### What to produce:
Report the lines of the data below that contain the string "more".

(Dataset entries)
------------------------------

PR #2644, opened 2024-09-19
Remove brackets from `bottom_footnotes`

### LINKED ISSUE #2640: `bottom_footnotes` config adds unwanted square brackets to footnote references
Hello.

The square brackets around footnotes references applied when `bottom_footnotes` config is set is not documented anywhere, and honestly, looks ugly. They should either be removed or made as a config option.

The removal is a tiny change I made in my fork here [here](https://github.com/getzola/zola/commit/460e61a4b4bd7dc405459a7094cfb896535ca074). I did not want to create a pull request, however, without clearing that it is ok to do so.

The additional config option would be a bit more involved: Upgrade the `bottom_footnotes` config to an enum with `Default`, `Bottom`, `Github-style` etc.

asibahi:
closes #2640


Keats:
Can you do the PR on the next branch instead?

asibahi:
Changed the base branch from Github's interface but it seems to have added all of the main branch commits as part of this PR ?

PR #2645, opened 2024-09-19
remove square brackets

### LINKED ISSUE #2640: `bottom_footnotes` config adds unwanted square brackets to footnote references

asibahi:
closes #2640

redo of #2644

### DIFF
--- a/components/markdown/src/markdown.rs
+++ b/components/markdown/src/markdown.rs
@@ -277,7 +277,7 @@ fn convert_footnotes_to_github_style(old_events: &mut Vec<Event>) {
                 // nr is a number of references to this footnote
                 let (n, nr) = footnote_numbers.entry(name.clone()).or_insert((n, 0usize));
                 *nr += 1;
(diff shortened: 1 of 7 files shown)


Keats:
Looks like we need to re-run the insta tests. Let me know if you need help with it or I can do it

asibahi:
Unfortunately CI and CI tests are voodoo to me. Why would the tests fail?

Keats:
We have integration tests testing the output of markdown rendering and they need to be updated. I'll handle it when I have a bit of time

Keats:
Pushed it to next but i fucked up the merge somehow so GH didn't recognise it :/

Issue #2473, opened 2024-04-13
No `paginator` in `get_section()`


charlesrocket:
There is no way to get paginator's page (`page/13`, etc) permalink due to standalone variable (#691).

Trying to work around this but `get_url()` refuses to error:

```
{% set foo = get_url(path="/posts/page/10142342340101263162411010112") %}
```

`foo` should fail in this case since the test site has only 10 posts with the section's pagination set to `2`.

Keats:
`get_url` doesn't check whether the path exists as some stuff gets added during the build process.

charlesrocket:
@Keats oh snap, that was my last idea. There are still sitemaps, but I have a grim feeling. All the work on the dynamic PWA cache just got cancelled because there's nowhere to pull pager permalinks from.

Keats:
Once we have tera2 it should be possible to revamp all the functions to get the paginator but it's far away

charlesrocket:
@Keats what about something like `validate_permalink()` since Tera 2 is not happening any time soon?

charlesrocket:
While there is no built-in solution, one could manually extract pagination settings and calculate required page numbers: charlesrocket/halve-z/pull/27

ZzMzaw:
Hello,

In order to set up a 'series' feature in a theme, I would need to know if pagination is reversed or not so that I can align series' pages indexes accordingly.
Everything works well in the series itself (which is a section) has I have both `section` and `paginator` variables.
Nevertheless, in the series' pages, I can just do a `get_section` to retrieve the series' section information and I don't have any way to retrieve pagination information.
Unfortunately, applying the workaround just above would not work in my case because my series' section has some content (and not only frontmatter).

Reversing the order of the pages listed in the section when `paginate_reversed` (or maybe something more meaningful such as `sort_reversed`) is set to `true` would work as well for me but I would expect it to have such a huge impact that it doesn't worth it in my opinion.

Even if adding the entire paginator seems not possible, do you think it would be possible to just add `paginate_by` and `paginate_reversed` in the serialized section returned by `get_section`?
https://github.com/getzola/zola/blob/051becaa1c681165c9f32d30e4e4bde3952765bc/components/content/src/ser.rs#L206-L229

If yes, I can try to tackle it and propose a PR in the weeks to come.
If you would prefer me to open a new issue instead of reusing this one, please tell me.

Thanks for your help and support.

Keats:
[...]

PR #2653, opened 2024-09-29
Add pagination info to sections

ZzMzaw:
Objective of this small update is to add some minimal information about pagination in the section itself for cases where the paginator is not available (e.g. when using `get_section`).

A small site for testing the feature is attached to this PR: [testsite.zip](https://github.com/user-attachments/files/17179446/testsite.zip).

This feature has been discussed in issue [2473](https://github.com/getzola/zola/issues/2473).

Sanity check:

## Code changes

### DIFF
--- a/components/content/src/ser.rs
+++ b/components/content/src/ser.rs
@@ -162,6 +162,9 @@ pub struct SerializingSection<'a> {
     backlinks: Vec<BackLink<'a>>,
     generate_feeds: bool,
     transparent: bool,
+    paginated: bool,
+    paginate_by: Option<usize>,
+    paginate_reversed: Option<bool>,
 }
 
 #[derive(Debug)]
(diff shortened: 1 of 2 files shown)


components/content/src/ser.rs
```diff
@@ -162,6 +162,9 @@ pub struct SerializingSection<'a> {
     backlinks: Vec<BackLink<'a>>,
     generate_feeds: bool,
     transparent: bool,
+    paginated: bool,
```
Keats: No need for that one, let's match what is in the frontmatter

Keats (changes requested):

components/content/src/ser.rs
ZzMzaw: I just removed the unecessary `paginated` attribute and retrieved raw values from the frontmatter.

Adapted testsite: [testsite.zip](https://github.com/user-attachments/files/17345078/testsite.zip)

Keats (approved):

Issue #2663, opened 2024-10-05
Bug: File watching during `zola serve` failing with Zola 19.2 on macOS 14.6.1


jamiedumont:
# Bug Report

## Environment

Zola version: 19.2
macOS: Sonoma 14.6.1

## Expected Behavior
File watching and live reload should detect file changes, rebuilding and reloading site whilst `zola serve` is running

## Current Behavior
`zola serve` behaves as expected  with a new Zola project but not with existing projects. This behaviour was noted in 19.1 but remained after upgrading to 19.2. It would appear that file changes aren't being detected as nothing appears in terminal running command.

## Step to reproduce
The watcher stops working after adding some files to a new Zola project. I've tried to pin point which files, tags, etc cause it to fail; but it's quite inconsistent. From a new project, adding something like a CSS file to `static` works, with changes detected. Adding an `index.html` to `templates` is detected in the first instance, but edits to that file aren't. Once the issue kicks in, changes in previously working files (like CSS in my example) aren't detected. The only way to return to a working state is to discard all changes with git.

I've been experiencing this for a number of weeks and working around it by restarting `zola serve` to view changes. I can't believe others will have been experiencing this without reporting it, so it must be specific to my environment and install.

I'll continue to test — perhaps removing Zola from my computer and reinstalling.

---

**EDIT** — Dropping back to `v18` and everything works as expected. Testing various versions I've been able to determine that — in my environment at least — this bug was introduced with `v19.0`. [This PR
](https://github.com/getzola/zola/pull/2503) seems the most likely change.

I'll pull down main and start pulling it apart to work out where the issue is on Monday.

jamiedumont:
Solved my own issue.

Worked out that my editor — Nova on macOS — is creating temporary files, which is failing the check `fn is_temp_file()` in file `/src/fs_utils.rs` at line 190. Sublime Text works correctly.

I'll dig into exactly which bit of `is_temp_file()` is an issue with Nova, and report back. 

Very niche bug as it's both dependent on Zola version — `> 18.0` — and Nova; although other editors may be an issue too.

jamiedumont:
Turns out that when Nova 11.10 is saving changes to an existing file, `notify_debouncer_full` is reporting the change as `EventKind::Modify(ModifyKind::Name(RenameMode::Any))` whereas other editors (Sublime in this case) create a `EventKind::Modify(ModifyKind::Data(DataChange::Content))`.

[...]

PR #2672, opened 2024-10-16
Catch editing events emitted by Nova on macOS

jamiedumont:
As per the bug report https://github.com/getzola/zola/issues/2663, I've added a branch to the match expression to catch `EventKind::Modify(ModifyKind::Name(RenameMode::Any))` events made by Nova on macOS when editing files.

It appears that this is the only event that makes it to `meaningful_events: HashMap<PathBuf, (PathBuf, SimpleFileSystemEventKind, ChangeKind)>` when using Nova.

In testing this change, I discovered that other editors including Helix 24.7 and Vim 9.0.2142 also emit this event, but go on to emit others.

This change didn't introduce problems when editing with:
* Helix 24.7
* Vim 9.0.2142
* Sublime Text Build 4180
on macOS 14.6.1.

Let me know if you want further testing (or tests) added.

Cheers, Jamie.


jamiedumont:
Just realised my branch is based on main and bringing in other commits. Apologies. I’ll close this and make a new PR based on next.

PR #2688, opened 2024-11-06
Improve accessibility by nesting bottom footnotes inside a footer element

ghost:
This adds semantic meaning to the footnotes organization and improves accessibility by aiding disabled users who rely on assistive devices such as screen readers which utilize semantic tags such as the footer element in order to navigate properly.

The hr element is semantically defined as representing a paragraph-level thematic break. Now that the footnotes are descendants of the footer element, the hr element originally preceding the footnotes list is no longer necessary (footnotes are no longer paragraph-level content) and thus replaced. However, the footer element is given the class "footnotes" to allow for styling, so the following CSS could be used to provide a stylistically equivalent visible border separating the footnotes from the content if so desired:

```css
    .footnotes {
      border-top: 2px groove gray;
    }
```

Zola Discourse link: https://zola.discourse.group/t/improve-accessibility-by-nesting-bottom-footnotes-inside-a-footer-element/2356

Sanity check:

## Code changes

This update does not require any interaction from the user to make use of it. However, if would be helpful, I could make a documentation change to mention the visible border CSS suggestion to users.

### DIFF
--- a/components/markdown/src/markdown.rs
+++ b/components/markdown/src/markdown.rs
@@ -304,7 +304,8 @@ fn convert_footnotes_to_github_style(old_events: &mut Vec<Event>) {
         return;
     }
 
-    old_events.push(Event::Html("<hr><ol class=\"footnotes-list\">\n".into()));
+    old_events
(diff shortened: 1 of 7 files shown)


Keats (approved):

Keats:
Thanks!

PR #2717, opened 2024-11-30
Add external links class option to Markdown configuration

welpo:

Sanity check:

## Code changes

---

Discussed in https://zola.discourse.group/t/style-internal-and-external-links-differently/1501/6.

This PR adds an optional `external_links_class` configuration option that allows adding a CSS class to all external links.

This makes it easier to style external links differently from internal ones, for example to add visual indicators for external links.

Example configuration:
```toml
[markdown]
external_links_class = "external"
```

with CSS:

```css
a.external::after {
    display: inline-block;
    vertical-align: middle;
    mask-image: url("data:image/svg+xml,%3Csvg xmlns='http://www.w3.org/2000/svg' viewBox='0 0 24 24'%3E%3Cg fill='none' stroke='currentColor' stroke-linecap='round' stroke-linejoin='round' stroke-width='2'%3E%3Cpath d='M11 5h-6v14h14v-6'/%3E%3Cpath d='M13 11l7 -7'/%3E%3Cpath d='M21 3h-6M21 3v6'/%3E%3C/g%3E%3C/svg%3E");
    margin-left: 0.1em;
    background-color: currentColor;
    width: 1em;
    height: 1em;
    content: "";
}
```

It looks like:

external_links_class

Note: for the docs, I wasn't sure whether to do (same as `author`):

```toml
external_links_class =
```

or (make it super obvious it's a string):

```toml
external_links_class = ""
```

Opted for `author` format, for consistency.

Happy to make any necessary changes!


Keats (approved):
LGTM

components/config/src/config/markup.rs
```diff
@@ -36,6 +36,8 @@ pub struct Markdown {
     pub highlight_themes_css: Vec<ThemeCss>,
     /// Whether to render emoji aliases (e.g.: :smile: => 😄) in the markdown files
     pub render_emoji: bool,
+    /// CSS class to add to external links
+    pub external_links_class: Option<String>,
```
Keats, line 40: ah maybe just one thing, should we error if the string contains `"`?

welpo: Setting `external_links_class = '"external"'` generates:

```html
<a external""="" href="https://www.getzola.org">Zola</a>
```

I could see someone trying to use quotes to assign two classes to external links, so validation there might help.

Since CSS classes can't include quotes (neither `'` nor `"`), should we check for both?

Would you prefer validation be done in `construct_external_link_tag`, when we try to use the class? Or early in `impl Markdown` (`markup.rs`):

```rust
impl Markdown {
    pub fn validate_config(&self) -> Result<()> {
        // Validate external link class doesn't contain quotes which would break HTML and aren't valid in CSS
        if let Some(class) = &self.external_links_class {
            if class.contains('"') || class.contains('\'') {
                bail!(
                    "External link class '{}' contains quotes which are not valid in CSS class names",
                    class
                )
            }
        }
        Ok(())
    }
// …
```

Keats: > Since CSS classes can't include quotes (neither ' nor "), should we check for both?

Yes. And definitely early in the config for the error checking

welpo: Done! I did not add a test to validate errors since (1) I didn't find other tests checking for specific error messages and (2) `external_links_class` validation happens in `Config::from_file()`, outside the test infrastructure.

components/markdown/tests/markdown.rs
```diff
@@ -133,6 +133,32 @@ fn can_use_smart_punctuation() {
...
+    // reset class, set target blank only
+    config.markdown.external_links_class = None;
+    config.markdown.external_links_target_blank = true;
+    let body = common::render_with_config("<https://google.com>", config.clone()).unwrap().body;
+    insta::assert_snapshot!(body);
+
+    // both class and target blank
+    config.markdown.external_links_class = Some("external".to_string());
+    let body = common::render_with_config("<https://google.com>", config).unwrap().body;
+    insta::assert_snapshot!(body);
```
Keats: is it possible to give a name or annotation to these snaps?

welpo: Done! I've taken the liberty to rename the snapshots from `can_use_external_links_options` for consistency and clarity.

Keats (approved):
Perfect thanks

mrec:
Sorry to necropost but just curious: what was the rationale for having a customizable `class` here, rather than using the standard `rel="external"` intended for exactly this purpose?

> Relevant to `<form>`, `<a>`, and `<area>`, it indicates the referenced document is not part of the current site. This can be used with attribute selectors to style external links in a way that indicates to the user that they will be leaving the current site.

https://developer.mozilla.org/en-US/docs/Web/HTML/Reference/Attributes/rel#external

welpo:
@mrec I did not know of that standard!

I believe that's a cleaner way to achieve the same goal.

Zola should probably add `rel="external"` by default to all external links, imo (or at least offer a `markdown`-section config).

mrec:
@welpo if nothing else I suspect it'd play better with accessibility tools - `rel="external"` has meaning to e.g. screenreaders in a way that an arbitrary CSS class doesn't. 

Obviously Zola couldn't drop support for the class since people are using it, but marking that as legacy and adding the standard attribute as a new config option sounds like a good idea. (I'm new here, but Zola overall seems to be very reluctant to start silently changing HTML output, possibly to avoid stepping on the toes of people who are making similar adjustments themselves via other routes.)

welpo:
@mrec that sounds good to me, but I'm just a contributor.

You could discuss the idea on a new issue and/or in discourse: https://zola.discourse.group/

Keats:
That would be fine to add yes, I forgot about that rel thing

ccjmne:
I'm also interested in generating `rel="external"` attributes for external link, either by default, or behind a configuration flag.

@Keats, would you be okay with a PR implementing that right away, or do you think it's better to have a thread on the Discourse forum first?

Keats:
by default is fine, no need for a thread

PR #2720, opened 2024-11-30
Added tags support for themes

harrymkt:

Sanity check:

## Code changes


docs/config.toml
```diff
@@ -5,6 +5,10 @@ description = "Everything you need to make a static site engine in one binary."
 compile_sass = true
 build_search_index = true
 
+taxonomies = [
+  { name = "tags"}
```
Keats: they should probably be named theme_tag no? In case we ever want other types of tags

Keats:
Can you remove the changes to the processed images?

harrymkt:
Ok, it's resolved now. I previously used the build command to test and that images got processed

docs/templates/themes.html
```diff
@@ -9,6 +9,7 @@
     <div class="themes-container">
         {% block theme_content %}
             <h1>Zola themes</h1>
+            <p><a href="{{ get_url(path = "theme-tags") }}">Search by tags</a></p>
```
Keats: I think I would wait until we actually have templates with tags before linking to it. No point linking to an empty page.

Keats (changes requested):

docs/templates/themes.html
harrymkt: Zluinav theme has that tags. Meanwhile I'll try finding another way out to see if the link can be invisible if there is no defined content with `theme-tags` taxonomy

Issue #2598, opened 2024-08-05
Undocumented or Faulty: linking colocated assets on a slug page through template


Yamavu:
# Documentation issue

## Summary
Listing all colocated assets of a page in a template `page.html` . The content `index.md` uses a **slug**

------------------------------

### Response to this exercise:
The additional config option would be a bit more involved: Upgrade the `bottom_footnotes` config to an enum with `Default`, `Bottom`, `Github-style` etc.
Reversing the order of the pages listed in the section when `paginate_reversed` (or maybe something more meaningful such as `sort_reversed`) is set to `true` would work as well for me but I would expect it to have such a huge impact that it doesn't worth it in my opinion.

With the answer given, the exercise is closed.